=== Section Start ===
PR #2417, opened 2026-09-11
feat(google-adk-agents): run ADK 2.0 workflow graphs with Activity nodes

DABH:
## What was changed

ADK 2.0's workflow runtime (`Workflow`, `node()`, `JoinNode`, routing, dynamic nodes through `ctx.runNode`, node-as-tool, node retries and timeouts) is plain async code driven by session events, so it already runs inside a Temporal Workflow. This PR adds the piece it lacks and the failure semantics it needs.

- `activityNode(options)` in `src/nodes.ts` makes a registered Activity a graph node: a `FunctionNode` whose body is a `proxyActivities` call. The node's input is the Activity's argument unless `args` maps it, and the Activity's result is the node's output. A completed node is fast-forwarded on resume, as ADK does for every node, so a resumed run never schedules the Activity again. The node runs its own `timeout`: on the deadline it cancels the Activity's `CancellationScope`, waits for the cancellation to settle on the Activity's `cancellationType` terms, then throws ADK's `NodeTimeoutError`, so a retried attempt never overlaps a still-running one. An abort from the invocation or a failed sibling cancels the Activity the same way. Node names containing a dot are refused at construction, since ADK uses the dot as its node path separator.
- ADK's runtime errors (`NodeTimeoutError`, `NodeReportedError`, `NodeSchemaValidationError`, `IntentMismatchError`, `StateSchemaError`, `InvocationAbortedError`, `DynamicNodeFailError`) are plain `Error`s, and the SDK fails the Workflow _Task_ on an unexpected error, which retries forever. The absorbed-failure interceptor converts them into non-retryable `ApplicationFailure`s keyed by `ADK_RUNTIME_FAILURE_TYPES`, with the ADK error as the `cause`.
- Two of those carry something better than the wrapper, and that is what gets raised: a `NodeReportedError` reporting an absorbed `TemporalModel` call raises the recorded `ActivityFailure`, so the model failure's HTTP status survives; a `DynamicNodeFailError` over a Temporal failure raises that failure, so a cancelled Activity still ends the execution CANCELLED rather than FAILED.

## Testing

New `graph.test.ts` and `dynamic.test.ts` (25 cases): sequential Activity nodes, routing, fan-out and join, an Activity returning nothing, an `LlmAgent` task-mode node, a node timeout cancelling the Activity and waiting for the cancel before failing or retrying, ADK retry with jitter replayed from history, a model failure that a node retry recovers from, Activity failure propagation for both static and dynamic nodes, a cancelled Workflow, an absorbed model failure surfaced and recovered, a dotted node name refused, node callbacks, an `App` root, context compaction, and workflow-as-tool with Zod and genai schemas. Also graph spans in `telemetry.test.ts`, and a checked-in graph history replayed in `replay.test.ts` (`UPDATE_ADK_HISTORIES=1` re-records it). The package suite is 117 tests, green with `REUSE_V8_CONTEXT` both true and false.

Stack: [1/4 bump](https://github.com/temporalio/sdk-typescript/pull/2416) → **2/4 graph runtime (this, #2417)** → [3/4 HITL](https://github.com/temporalio/sdk-typescript/pull/2418) → [4/4 MCP resources + model routing](https://github.com/temporalio/sdk-typescript/pull/2419)

### DIFF
--- a/contrib/google-adk-agents/src/absorbed-failure.ts
+++ b/contrib/google-adk-agents/src/absorbed-failure.ts
@@ -9,10 +9,19 @@
  * is open surfaces there, and one recorded after a handler frame returned surfaces in the
  * main function's. One recorded after the main function returned never surfaces —
  * completing with unfinished handlers is a user error Temporal already warns about.
+ *
+ * The same interceptor also converts the errors ADK 2.0's workflow runtime *throws* —
+ * a node past its `timeout`, an output that failed its schema, an approval ADK refused
+ * to bind — from the plain `Error`s they are into non-retryable `ApplicationFailure`s.
+ * The Temporal SDK fails a Workflow only for a `TemporalFailure` (or a configured
+ * failure type); any other error fails the Workflow *Task*, which the server retries
+ * forever. These are expected runtime outcomes of a graph, not bugs, so they must end
+ * the execution (or reject the Update) with a typed failure instead.
  */
 
 import type { AsyncLocalStorage as ALS } from 'node:async_hooks';
 
+import { ApplicationFailure } from '@temporalio/common';
 import {
   AsyncLocalStorage,
   CancellationScope,
@@ -21,6 +30,8 @@ import {
   isCancellation,
   type WorkflowInterceptorsFactory,
 } from '@temporalio/workflow';
+
+import { ADK_RUNTIME_FAILURE_TYPES } from './error-types';
 
 // Held on the per-execution sandbox `globalThis` rather than in module scope: a
 // bundle can hold two copies of this module (the interceptor list registers its
@@ -112,6 +123,29 @@ function raiseAbsorbed(frame: Frame): void {
   if (frame.pending.length > 0) throw frame.pending[0];
 }
 
+/**
+ * The name of ADK's `NodeReportedError`: a graph node that ended without output because
+ * the agent it ran absorbed an error. When that error was a `TemporalModel` call the frame
+ * has it recorded, and the recording — an `ActivityFailure` carrying the model failure's
+ * status and cause chain — is the better thing to raise.
+ */
+const NODE_REPORTED_ERROR = 'NodeReportedError';
+
+/**
+ * Converts an ADK workflow-runtime error escaping a frame into the failure that should
+ * end the execution: the frame's recorded model failure when the error merely reports
+ * that a model call was absorbed, otherwise a non-retryable `ApplicationFailure` typed
+ * per {@link ADK_RUNTIME_FAILURE_TYPES} with the ADK error as its cause. Anything else —
+ * a `TemporalFailure`, a user's own error — is returned unchanged.
+ */
+function toWorkflowFailure(err: unknown, frame: Frame): unknown {
+  if (!(err instanceof Error)) return err;
+  const type = ADK_RUNTIME_FAILURE_TYPES[err.name];
+  if (type === undefined) return err;
+  if (err.name === NODE_REPORTED_ERROR && frame.pending.length > 0) return frame.pending[0];
+  return ApplicationFailure.create({ message: err.message, type, nonRetryable: true, cause: err });
+}
+
 async function surfaceAbsorbedFailure<T>(frame: Frame, next: () => Promise<T>): Promise<T> {
   let result: T;
   try {
@@ -125,7 +159,7 @@ async function surfaceAbsorbedFailure<T>(frame: Frame, next: () => Promise<T>): 
       const { main } = recorded();
       if (main !== undefined && main !== frame) raiseAbsorbed(main);
     }
-    throw err;
+    throw toWorkflowFailure(err, frame);
   } finally {
     frame.surfaced = true;
   }
--- a/contrib/google-adk-agents/src/nodes.ts
+++ b/contrib/google-adk-agents/src/nodes.ts
@@ -1,0 +1,172 @@
+/**
+ * A Temporal Activity as a node in an ADK 2.0 workflow graph.
+ *
+ * ADK 2.0's workflow runtime (`Workflow`, `node()`, `JoinNode`, `dynamicEntry`,
+ * …) is plain async code driven by session events, so it runs inside the
+ * Workflow sandbox as-is. {@link activityNode} is the one piece it lacks: a node
+ * whose body is a registered Temporal Activity, the same way `activityAsTool`
+ * exposes an Activity to the model.
+ *
+ * Failure semantics: a node that throws fails the whole `Runner.runAsync` (ADK
+ * rethrows node errors; only an agent's model call is absorbed), so a failed
+ * Activity fails the Workflow through the usual `ActivityFailure` and needs no
+ * absorbed-failure recording. ADK's own graph errors (a `NodeTimeoutError`, …)
+ * are plain `Error`s that the plugin converts as they leave the Workflow — see
+ * `absorbed-failure.ts`.
+ *
+ * IMPORTANT: this module is part of the Workflow-sandbox import graph. It must
+ * not import any worker-only module.
+ */
+
+import {
+  FunctionNode,
+  type BaseNode,
+  type FunctionNodeConfig,
+  type NodeContext,
+  type RetryConfig,
+  type SchemaLike,
+} from '@google/adk';
+import { ApplicationFailure } from '@temporalio/common';
+import { CancellationScope, inWorkflowContext, proxyActivities, type ActivityOptions } from '@temporalio/workflow';
+
+import { ACTIVITY_NODE_OUTSIDE_WORKFLOW_FAILURE_TYPE } from './error-types';
+import { activityOptionsFrom } from './model';
+
+/** Options for {@link activityNode}. */
+export interface ActivityNodeOptions<TInput = unknown> {
+  /**
+   * The registered Activity type to run — an `@activity`-style function
+   * registered on the worker (e.g. via the worker's `activities`). Also the
+   * node's name unless `nodeName` is set.
+   */
+  name: string;
+  /** The graph node's name, when it must differ from the Activity's (e.g. two nodes running one Activity). */
+  nodeName?: string;
+  /** The node's description, advertised when the node is used as a tool. */
+  description?: string;
+  /**
+   * Per-call Temporal Activity configuration (timeouts, retry, task queue,
+   * summary). Prefer `retry` here over ADK's `retryConfig`: an ADK retry
+   * re-runs the whole node on top of Temporal's own Activity retries.
+   */
+  activity?: ActivityOptions;
+  /**
+   * Maps the node's input to the Activity's argument list. Defaults to passing
+   * the input as the single argument. TypeScript has no runtime signature
+   * introspection, so — unlike Python's `activity_node` — there is no
+   * named-parameter binding; use the `NodeContext` for state-bound values:
+   * `(input, ctx) => [ctx.state.get('customerId'), input]`.
+   */
+  args?: (input: TInput, ctx: NodeContext) => unknown[];
+
+  // --- ADK node configuration, passed through to the node ---
+  /**
+   * Whether the node re-runs when a paused (human-in-the-loop) run resumes.
+   * Default `false`: a node that already produced its output is fast-forwarded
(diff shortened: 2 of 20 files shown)


contrib/google-adk-agents/src/nodes.ts
```diff
@@ -0,0 +1,178 @@
...
+    const run = activities[name]!;
+    const activityArgs = args ? args(input, ctx) : [input];
+    return (await underNodeAbort(ctx, () => run(...activityArgs))) as TOutput;
+  };
+
+  const config: FunctionNodeConfig = {
+    rerunOnResume: options.rerunOnResume ?? false,
+  };
+  if (description !== undefined) config.description = description;
+  if (options.waitForOutput !== undefined) config.waitForOutput = options.waitForOutput;
```
DABH: [P1] Do not expose `waitForOutput` until this node can actually fan in

ADK's scheduler gates fan-in on `node.requiresAllPredecessors`, but `FunctionNode` leaves that false; `waitForOutput` is consulted only after execution when output is missing. On this exact head, a diamond probe with two predecessors and `waitForOutput: true` invoked the underlying node twice with inputs `A` and `B`. For `activityNode`, that means two Activity side effects rather than one fan-in Activity.

Please implement a node subclass that opts into `requiresAllPredecessors`, or reject/remove this option until the pinned ADK can honor it.

contrib/google-adk-agents/src/nodes.ts
```diff
@@ -0,0 +1,178 @@
...
+    try {
+      scope.cancel();
+    } catch {
+      /* cancelling an already-cancelled scope, or a scope with nothing in it, is not an error worth surfacing here */
+    }
+  };
+  if (signal.aborted) onAbort();
+  else signal.addEventListener('abort', onAbort, { once: true });
+  try {
+    return await scope.run(body);
```
DABH: [P1] Await Activity cancellation before surfacing the node timeout

ADK races the node iterator against its deadline and calls `iterator.return()` without awaiting the unwind, so the pending `scope.run(body)`/Activity cancellation is detached. The existing timeout test passed while Core logged that the Activity completed after the Workflow had already ended. This bypasses the documented default `WAIT_CANCELLATION_COMPLETED`; with `retryConfig`, a replacement attempt can overlap the still-running timed-out Activity.

This needs an awaited upstream unwind or a plugin-owned timeout implementation. Otherwise, reject/limit `timeout` rather than claiming normal Temporal cancellation semantics.

contrib/google-adk-agents/src/absorbed-failure.ts
```diff
@@ -112,6 +123,45 @@ function raiseAbsorbed(frame: Frame): void {
   if (frame.pending.length > 0) throw frame.pending[0];
```
DABH: [P1] Clear a model failure that ADK consumes through a successful retry

`recordAbsorbedFailure` appends the first failed model call, but nothing removes it when ADK's node retry handles `NodeReportedError` and a later attempt succeeds. I reproduced a first model attempt failing with HTTP 400 and a second attempt succeeding; the Workflow still failed here with the stale first `GoogleAdkModelError.400`.

Please associate/claim the pending failure when ADK's retry path consumes it, so a successfully retried node does not fail the Workflow after the fact.

contrib/google-adk-agents/src/nodes.ts
```diff
@@ -0,0 +1,178 @@
...
+  if (description !== undefined) config.description = description;
+  if (options.waitForOutput !== undefined) config.waitForOutput = options.waitForOutput;
+  if (options.retryConfig !== undefined) config.retryConfig = options.retryConfig;
+  if (options.timeout !== undefined) config.timeout = options.timeout;
+  if (options.inputSchema !== undefined) config.inputSchema = options.inputSchema;
+  if (options.outputSchema !== undefined) config.outputSchema = options.outputSchema;
+  if (options.stateSchema !== undefined) config.stateSchema = options.stateSchema;
+  if (options.isolationScope !== undefined) config.isolationScope = options.isolationScope;
+
+  return new FunctionNode<TInput, TOutput>(nodeName ?? name, handler, config);
```
DABH: [P1] Validate or encode node names before defaulting to the Activity type

Temporal Activity type names may contain dots, while ADK uses `.` as its node-path delimiter. In a two-turn pause/resume probe, an Activity node named `payments.charge` with the default `rerunOnResume: false` ran twice: ADK recorded `probe.payments.charge`, then could not rehydrate it as a direct child on resume.

Please encode/validate path components, or require a path-safe `nodeName` whenever the Activity type contains ADK's delimiters. Otherwise HITL resume can duplicate Activity side effects despite the advertised default.

contrib/google-adk-agents/src/absorbed-failure.ts
```diff
@@ -112,6 +123,45 @@ function raiseAbsorbed(frame: Frame): void {
...
+  if (!(err instanceof Error)) return err;
+  const type = ADK_RUNTIME_FAILURE_TYPES[err.name];
+  if (type === undefined) return err;
+  if (err.name === NODE_REPORTED_ERROR && frame.pending.length > 0) return frame.pending[0];
+  if (err.name === DYNAMIC_NODE_FAIL_ERROR) {
+    // A Temporal failure the dynamic child raised is what must end the execution: a
+    // cancelled Activity has to end it CANCELLED rather than FAILED, and a failed one
+    // keeps the cause chain (status, retry state) that the wrapper would hide.
+    const wrapped: unknown = (err as { error?: unknown }).error;
+    if (wrapped instanceof TemporalFailure) return wrapped;
```
DABH: [P2] Recover the recorded model failure through `DynamicNodeFailError`

For `ctx.runNode(LlmAgent)`, ADK wraps the agent's `NodeReportedError` in `DynamicNodeFailError.error`. That wrapper is not itself a `TemporalFailure`, so this branch misses the recorded model failure and emits `GoogleAdkDynamicNodeFailError` instead. An exact-head HTTP-400 probe lost the original `ActivityFailure` and model status/cause chain.

Please recognize the nested `NodeReportedError` and surface the corresponding pending model failure, as the static-node path does.

contrib/google-adk-agents/src/nodes.ts
```diff
@@ -0,0 +1,178 @@
...
+    // `proxyActivities` returns a Proxy that materializes a stub for any name,
+    // so the indexed access is always defined; `noUncheckedIndexedAccess`
+    // widens the static type to `| undefined`, hence the assertion.
+    const run = activities[name]!;
+    const activityArgs = args ? args(input, ctx) : [input];
+    return (await underNodeAbort(ctx, () => run(...activityArgs))) as TOutput;
+  };
+
+  const config: FunctionNodeConfig = {
+    rerunOnResume: options.rerunOnResume ?? false,
```
DABH: [P2] Reject `rerunOnResume: true` while the pinned ADK ignores it

ADK fast-forwards a completed node from session history before consulting this flag. In a two-turn `RequestInput` probe, a completed node configured with `rerunOnResume: true` remained at one execution instead of running again.

Since this public option currently promises behavior the pinned runtime cannot provide, remove/reject `true` (or clearly mark it unsupported) until upstream ordering is fixed.

DABH (commented):
Ultrareview completed against the exact head. I found six reproducible behavioral gaps. Several originate in pinned ADK 2.0 internals, but they are exposed here as supported adapter options or break the adapter's documented Temporal guarantees, so callers need either an implementation workaround or an explicit rejection.

The package/dependency build and diff check passed. There were no existing review threads or prior bot/human comments to adjudicate.

contrib/google-adk-agents/src/nodes.ts
DABH: Agreed, and the option is gone in d4c8e8b. The flag is not a fan-in gate at all: `Workflow.handleCompletion` parks a node in WAITING when it ended with neither an output nor a route (the task-mode agent still waiting for `finish_task`), and fan-in is `BaseNode.requiresAllPredecessors`, which only `JoinNode` overrides. On an Activity node that makes it a no-op when the Activity returns a value and a hang when it returns nothing, so there is no setting worth exposing. The docs now point at `JoinNode` for fan-in (its input is the predecessor-name to output map) and say that an Activity returning nothing completes the node with an undefined output, which is covered by a new test.

contrib/google-adk-agents/src/nodes.ts
DABH: Removed in d4c8e8b, though for a slightly different reason than the one here. ADK never re-runs a node that completed, whatever the flag says: `Workflow.scheduleNode` fast-forwards a fast-forwardable prior run before it looks at `rerunOnResume`, and `ScheduleDynamicNode.runNode` says the same in its own comment. The flag only decides what happens to a node that paused for input last turn, and an Activity node never raises an interrupt, so neither value could ever change anything for it. Our doc promising a re-run was simply wrong; it now says completed nodes are always fast-forwarded and what `rerunOnResume` actually governs.

contrib/google-adk-agents/src/nodes.ts
DABH: Fixed in 1473025: `activityNode` now refuses a node name containing a dot at construction, with a non-retryable `GoogleAdkActivityNodeName` failure whose message suggests a path-safe replacement. Encoding it silently would have left the graph, the events and the traces carrying a name the caller never chose, so it fails loudly instead and `nodeName` is the escape hatch for a dotted Activity type. Two tests cover it: construction with `payments.charge` and no `nodeName` throws, and the same Activity under `nodeName: 'payments_charge'` runs once end to end. I did not add the cross-turn half of your repro here, because `eventsForCurrentRun` only reaches back over prior invocations that ended paused, so reproducing the double execution needs an interrupt and that lands in the HITL PR.

contrib/google-adk-agents/src/absorbed-failure.ts
DABH: Fixed in 2cd0504. `toWorkflowFailure` now walks `.error` down to the innermost error (nested dynamic runs wrap the carrier more than once) and decides there, which is the decision a static node would have produced: a Temporal failure is returned as it is, a `NodeReportedError` with a recording in the frame re-raises that recording, and anything else is typed from the innermost error with the carrier's own type as the fallback. New test runs an `LlmAgent` through `ctx.runNode` with a failing model and asserts the `GoogleAdkModelError.400` chain survives; it fails on the previous code.

contrib/google-adk-agents/src/absorbed-failure.ts
DABH: Real, fixed in a547b44 and 9b03163. A recording now carries the request's `adk_agent_name` label plus the `AbortSignal` ADK hands the model, which is `InvocationContext.abortSignal`; a later successful call matching both drops it. The signal is what makes this safe: a `Workflow` run mints one and gives every node the same object, so a node retry and a re-activation of the node share it, while a later turn does not, and a plain agent turn outside a graph has none at all and never clears anything. Keying on the agent alone (my first attempt) cleared a failed first turn when a second turn answered, which broke three of the existing absorbed-failure tests. Three tests now: a retried agent node ends the Workflow successfully, a swallowed failure by one agent still fails it when a different agent answers, and the existing non-retried cases are unchanged.

contrib/google-adk-agents/src/nodes.ts
DABH: Fixed in 34529e8. `activityNode` no longer declares `timeout` on the node; it runs the deadline itself as a durable timer, cancels the Activity's `CancellationScope` when the timer fires, awaits that cancellation on the Activity's own `cancellationType` terms, and only then throws ADK's `NodeTimeoutError`, so `retryConfig.exceptions` and `ADK_RUNTIME_FAILURE_TYPES` still match it and a retry cannot start on top of the Activity it replaces. An abort that is not the deadline still surfaces as the cancellation it is. Two tests, both failing on the old code: history shows `ActivityTaskCanceled` before `WorkflowExecutionFailed`, and with a `retryConfig` the second `ActivityTaskScheduled` comes after the first cancellation completed. One correction to the premise: an unset `cancellationType` is TRY_CANCEL on the wire, since that is the zero value of the core proto enum and the SDK never fills a default in, so the tests set `WAIT_CANCELLATION_COMPLETED` explicitly and the docs say which one waits.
=== Section End ===
> [What you are asked to do]:
Restate the records above verbatim up to and including the line containing "semantics it needs.".

> [Solution to the problem]:
PR #2417, opened 2026-09-11
feat(google-adk-agents): run ADK 2.0 workflow graphs with Activity nodes

DABH:
## What was changed

ADK 2.0's workflow runtime (`Workflow`, `node()`, `JoinNode`, routing, dynamic nodes through `ctx.runNode`, node-as-tool, node retries and timeouts) is plain async code driven by session events, so it already runs inside a Temporal Workflow. This PR adds the piece it lacks and the failure semantics it needs.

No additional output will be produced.